AIR's digitalisation to stretch beyond 2015

NEW DELHI: The All India Radio digitalisation programme may not be complete by 2015 due to shortage of funds, says AIR engineer-in-chief AS Guin.

The Short Wave bands will be digitalised first and this can be achieved by 2015, provided the Planning Commission releases the entire amount, but medium wave "which is the poor man's band" will not be fully digitalised and more specifically, there will not be complete switch off from analogue to digital radio, Guin explains.

The AIR has asked for Rs 59 billion from the Commission under the 11th Five Year Plan. They feel the amount is huge, and the government may not be able to release the entire fund.
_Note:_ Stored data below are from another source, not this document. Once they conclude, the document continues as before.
PR #2863, opened 2023-09-04
GG-36938 import/export iceberg

vadimkolodingg:
https://ggsystems.atlassian.net/browse/GG-36938

### DIFF
--- a/modules/core/src/main/java/org/apache/ignite/internal/sql/command/SqlBulkLoadCommand.java
+++ b/modules/core/src/main/java/org/apache/ignite/internal/sql/command/SqlBulkLoadCommand.java
@@ -19,6 +19,7 @@ package org.apache.ignite.internal.sql.command;
 import org.apache.ignite.internal.processors.bulkload.BulkLoadCsvFormat;
 import org.apache.ignite.internal.processors.bulkload.BulkLoadFormat;
 import org.apache.ignite.internal.processors.bulkload.BulkLoadAckClientParameters;
+import org.apache.ignite.internal.processors.bulkload.BulkLoadIcebergFormat;
 import org.apache.ignite.internal.processors.bulkload.BulkLoadLocation;
 import org.apache.ignite.internal.processors.bulkload.BulkLoadLocationFile;
 import org.apache.ignite.internal.processors.bulkload.BulkLoadLocationQuery;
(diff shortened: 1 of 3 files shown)


modules/core/src/main/java/org/apache/ignite/internal/sql/command/SqlBulkLoadCommand.java
```diff
@@ -335,6 +350,35 @@ private void parseParameters(SqlLexer lex) {
...
+     * @return properties map.
+     */
+    private static Map<String, String> parseProperties(SqlLexer lex) {
+        if (!"PROPERTIES".equals(lex.lookAhead().token())) {
+            return Collections.emptyMap();
+        }
+        Map<String, String> props = new HashMap<>();
+        skipIfMatchesKeyword(lex, "PROPERTIES");
+        skipIfMatches(lex, SqlLexerTokenType.PARENTHESIS_LEFT);
+        do {
```
ygerzhedovich, line 365:
```suggestion

        skipIfMatchesKeyword(lex, "PROPERTIES");
        skipIfMatches(lex, SqlLexerTokenType.PARENTHESIS_LEFT);

        Map<String, String> props = new HashMap<>();
        
        do {
```

modules/core/src/main/java/org/apache/ignite/internal/sql/command/SqlBulkLoadCommand.java
```diff
@@ -412,6 +456,16 @@ public BulkLoadLocation into() {
         return into;
     }
 
+    /**
+     * Propertes (case-sensitive) passed to command.
+     * Syntax: PROPERTIES ('k1' = 'v1', 'k2' = 'v2', ...)
+     * Properties keys/values are case-sensitive.
+     * @return immutable properties
```
ygerzhedovich, line 463:
```suggestion
     * @return Immutable properties.
```

modules/core/src/main/java/org/apache/ignite/internal/sql/command/SqlBulkLoadCommand.java
```diff
@@ -335,6 +350,35 @@ private void parseParameters(SqlLexer lex) {
         }
     }
 
+    /**
+     * Parses the optional case-sensitive properties with syntax PROPERTIES ('k1' = 'v1', 'k2' = 'v2', ...)
```
ygerzhedovich, line 354:
```suggestion
     * Parses the optional case-sensitive properties with syntax PROPERTIES ('k1' = 'v1', 'k2' = 'v2', ...).
```

modules/core/src/main/java/org/apache/ignite/internal/sql/command/SqlBulkLoadCommand.java
ygerzhedovich, line 463: Are you sure that is immutable? Let's add a test in case it is important.

ygerzhedovich (approved):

To go for complete digitalisation would take much more funds - almost astronomical - and AIR mandarins feel that they should not ask for the moon, which is why no further plans are afoot for asking for more funds.
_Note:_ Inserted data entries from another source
PR #2868, opened 2023-09-06
GG-36951 Acknowledge Communication messages faster

rpuch:
Two mechanisms are added to send message acknowledgements faster:

* When accrued size of received messages since last ack exceeds a threshold
* On timeout since last ack


ptupitsyn (approved):
.NET-related changes look good to me.

sashapolo (approved):

PR #2879, opened 2023-09-14
GG-37218 copy from/into order insensitive

vadimkolodingg:
https://ggsystems.atlassian.net/browse/GG-37218


modules/core/src/test/java/org/apache/ignite/internal/sql/SqlParserBulkLoadSelfTest.java
```diff
@@ -207,8 +207,25 @@ public void testCopyParseProperties() {
...
+                "copy from 'any.file' into Person (_key, age, firstName, lastName) format csv")
+                .nextCommand();
+        new SqlParser(null,
+                "copy into 'any.file' from Person (_key, age, firstName, lastName) format csv")
+                .nextCommand();
+
+        assertParseError(null,
+                "copy into 'any.file' into Person (_key, age, firstName, lastName) format csv",
+                "(expected both locations: \"FROM\", \"INTO\")");
+        assertParseError(null,
```
ygerzhedovich, line 227: I don't see reverse order test, like a `copy from Person (_key, age, firstName, lastName) format csv into 'any.file'`, and so one

ygerzhedovich (approved):

PR #2881, opened 2023-09-18
GG-37304 .NET: Add UnwrapNullablePrimitiveTypes binary configuration mode

ptupitsyn:
**Problem**

GridGain.NET (in any mode - thin client, thick client, server) writes object fields of nullable primitive types (such as `int?`) using `BinaryWriter.WriteObject`, which is inconsistent with Java behavior, where `BinaryFieldAccessor` uses non-public methods in `BinaryWriterExImpl` to write nullable primitives, producing different metadata.

**Solution**

Add `BinaryConfiguration.UnwrapNullablePrimitiveTypes` flag which changes the behavior to match Java
* .NET specific
* Works for thin client and embedded modes the same way
* Off by default (compatibility), but recommended to enable when possible
* Log a warning when not enabled


modules/core/src/test/java/org/apache/ignite/platform/PlatformNullablePrimitivesTask.java
```diff
@@ -0,0 +1,177 @@
+/*
+ * Copyright 2019 GridGain Systems, Inc. and Contributors.
```
isapego, line 2: I believe, we should put actual date in new files?
```suggestion
 * Copyright 2023 GridGain Systems, Inc. and Contributors.
```

modules/platforms/dotnet/Apache.Ignite.Core/Ignition.cs
```diff
@@ -367,6 +367,27 @@ private static void LogDiagnosticMessages(IgniteConfiguration cfg, ILogger log)
...
+        {
+            if (log == null)
+                return;
+
+            if (cfg == null || !cfg.UnwrapNullablePrimitiveTypes)
+            {
+                log.Warn(
+                    $"{nameof(BinaryConfiguration)}.{nameof(BinaryConfiguration.UnwrapNullablePrimitiveTypes)} " +
+                    "is not enabled. It is recommended to enable this setting, " +
+                    "unless old behavior is required for compatibility reasons.");
```
isapego, line 390: I'm not sure guys from CS would approve on this. Better check with @DirectXceriD just to be sure.

isapego (approved):
Overall looks good to me.

modules/platforms/dotnet/Apache.Ignite.Core/Ignition.cs
ptupitsyn: Discussed in Slack, no objections from @slukyano and @DirectXceriD  .

PR #2882, opened 2023-09-18
GG-37364 NullPointerException in org.apache.ignite.internal.IgniteKernal#allocatedPDSSize

JKonSir:
-- add checking that cluster is ACTIVE before collect information about allocated PDS


antkr (approved):
lgtm, please proceed with merge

Short wave transmitters that have been in use for more than 20 years will be replaced and these alone would be DRM compatible, not all.
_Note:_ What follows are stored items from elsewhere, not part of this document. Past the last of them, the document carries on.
PR #297, opened 2021-10-05
Wayland support in flake.nix

rprospero:
## Description

Provide a short description of the changes your PR introduces.
This includes the actual feature you are adding,
as well as any other relevant additions that were necessary to implement your feature.

This pull request adds a second package to `flake.nix` with Wayland support.

## Usage

When adding a widget or anything else that affects the configuration,
please provide a minimal example configuration snippet showcasing how to use it and

It will be possible to get a wayland enabled `eww` via `nix build github:elkowar/eww#eww-wayland`, just as it is possible to get an X11 enabled version via `nix build github:elkowar/eww`.

### DIFF
--- a/flake.nix
+++ b/flake.nix
@@ -31,8 +31,10 @@
 
         eww-wayland = naersk-lib.buildPackage {
           pname = "eww";
+          buildInputs = with pkgs; [ gtk-layer-shell ];
           nativeBuildInputs = with pkgs; [ pkg-config gtk3 ];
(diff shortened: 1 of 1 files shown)


legendofmiracles:
Thank you for your contribution, I did something similar a while back but never upstreamed it, and I honestly find it a bit cleaner: https://github.com/legendofmiracles/eww/blob/e2c4ac31271b0daaef70ccc2e0670216824ee77d/flake.nix#L24
Maybe you can also use a builder function to reduce duplicated code?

"But in any case, we shall not switch off the analogue mode for the medium wave by 2015, because that is the wave compatible with the radios costing Rs 50 or 100, the one used by the poorer section of the society. They will not be able to bear the cost, so we cannot deny them the only source of information and entertainment some of them have," Guin stressed.

In fact, as of date even the fairly well-to-do would not be able, or may not wish to spend money buying a digital radio set.

"The ones available cost in today's prices about $70, that is Rs 3,500," Guin revealed, adding: "This is prohibitively costly."

So why bring in a technology that even the well-off may not opt for?

"It is expected the prices will come down as we go by," he averred. There are two factors at play here.

First, as and when DRM technology goes national, prices will come down. "As of now, most countries are using DRM technology for SW for their external broadcasting. National lever SW DRM tests have been conducted in Mexico and other places," Guin said. But when DRM goes national, the price will come down.

The other factor is that as the new digital mode becomes popular, the prices of the sets would also come down.

"The main thing will be the content," Guin said. The content for SW and MW have to be different, because if the same content is run on both, why would anyone buy a costly handset to catch SW?" he asks.

There have to be popular programmes specially developed for SW bands, he felt, otherwise the digital radio programme will not pick up in good earnest.

The digitalisation process would start with all the studios. Each state capital would have one Short Wave transmitter and there will be three transmission complexes with five transmitters per complex for national digital radio coverage.

These complexes will be suitably located., Each complex will transmit five digital channels across the country, including regional language channels. This will mean that these channels will be accessible across the country. So, a Bengali in Mumbai would not have a problem if he wishes to hear All India Radio Kolkata.

Explaining the merits of such a costly technology, Guin said that interactive broadcasts and a number of value-added services will be possible. One of the most important things will be the pro-active role AIR will get to play in disaster management.

AIR will introduce a system across the channels on the coastal belts, which will be integrated with the early warning systems.

Thus, whenever an early warning is triggered off the computer linkage with the radio stations will ensure that the channel would automatically switch over to transmitting the warning, with the ongoing programme switched off.

Once the warning has been issued, the radio station would switch over to the normal ongoing programme. This will give a huge lead time for people to evacuate.